Find the largest real number $c$ such that $1$ is in the range of $f(x)=x^2-5x+c+x^2-8x$.
We have $f(x)=2x^2-13x+c$. The range of $f$ is $\{y \in \mathbb{R}\mid y \ge d\}$, where $d$ is the discriminant of the quadratic.
Because the quadratic has a positive leading coefficient, the range is $[d,\infty).$ The discriminant is $(-13)^2-4(2)(c)=169-8c$, and for $d \ge 1$ we must have $169-8c \le 0.$ Solving gives $c \ge 21.125,$ so the largest such $c$ is $\boxed{21.125}$.
To find the largest real number $c$ such that $1$ is in the range of $f(x)=x^2-5x+c+x^2-8x$, we need to determine the values of $c$ for which the quadratic equation $f(x) = 1$ has real solutions.

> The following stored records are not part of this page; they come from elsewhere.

Issue #6434, opened 2020-04-20
A/B Test New Onboarding Cards


athomasmoz:
Vision

An A/B test is running to determine if the newly design onboarding cards resonate better with users

**Acceptance Criteria**

* Leanplum A/B test set up for onboarding where,
  * A displays the 2 updated onboarding cards, and is shown to X% of the audience
  * B displays the 2 existing onboarding cards, and is shown to Y% of the audience
* Updated onboarding cards match the [mocks & content](https://app.abstract.com/share/fb3066fc-2401-48a1-951d-609eb81c3913)
* Data science has signed off on the split & experiment set up
* Ticket created for DS to analyze the results of the A/B test based on the [success criteria](https://docs.google.com/document/d/1diKGUoDdM7uq4IUZgbwtEbgcM-GouP0A0AKHnuPulkY/edit#heading=h.79ad2m9je1va)

athomasmoz:
Bumping up from 3 to 5 to give time for refactoring/cleanup in the area

nbhasin2:
FYI - As a part of this feature I have asked LP to enable getting name of the A/B test in the SDK.

```
let variants = Leanplum.variants()
print("Variants: \(variants)")

Output:
Variants: Optional([{
    abTestId = 5299325898719232;
    abTestName = "Show Onboarding A/A Test";
    id = 6019555641917440;
    name = "Variant 1";
}])
```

First, let's rewrite the given quadratic equation:
$$f(x) = x^2-5x+c+x^2-8x.$$
Combining like terms, we can simplify the equation to:
$$f(x) = 2x^2-13x+c.$$
To find the values of $x$ that satisfy $f(x) = 1$, we set up the following equation:
$$2x^2-13x+c = 1.$$
Now we have a quadratic equation. To find the values of $x$, we can rearrange the equation to be in the form of $ax^2+bx+c=0$:
$$2x^2-13x+(c-1) = 0.$$
For this quadratic equation to have real solutions, the discriminant ($b^2-4ac$) must be non-negative. The discriminant is given by:
$$D = (-13)^2 - 4(2)(c-1).$$
To determine the largest value of $c$, we want the discriminant to be equal to zero:
$$D = 0.$$
Setting $D$ equal to zero, we get:
$$(-13)^2 - 4(2)(c-1) = 0.$$
Simplifying this equation, we have:
$$169 - 8(c-1) = 0.$$
Expanding and further simplifying, we get:
$$169 - 8c + 8 = 0.$$
Combining like terms, we have:
$$8 - 8c = 0.$$
Solving for $c$, we get:
$$8c = 8.$$
$$c = 1.$$
Therefore, the largest real number $c$ for which $1$ is in the range of $f(x)$ is $c = 1$.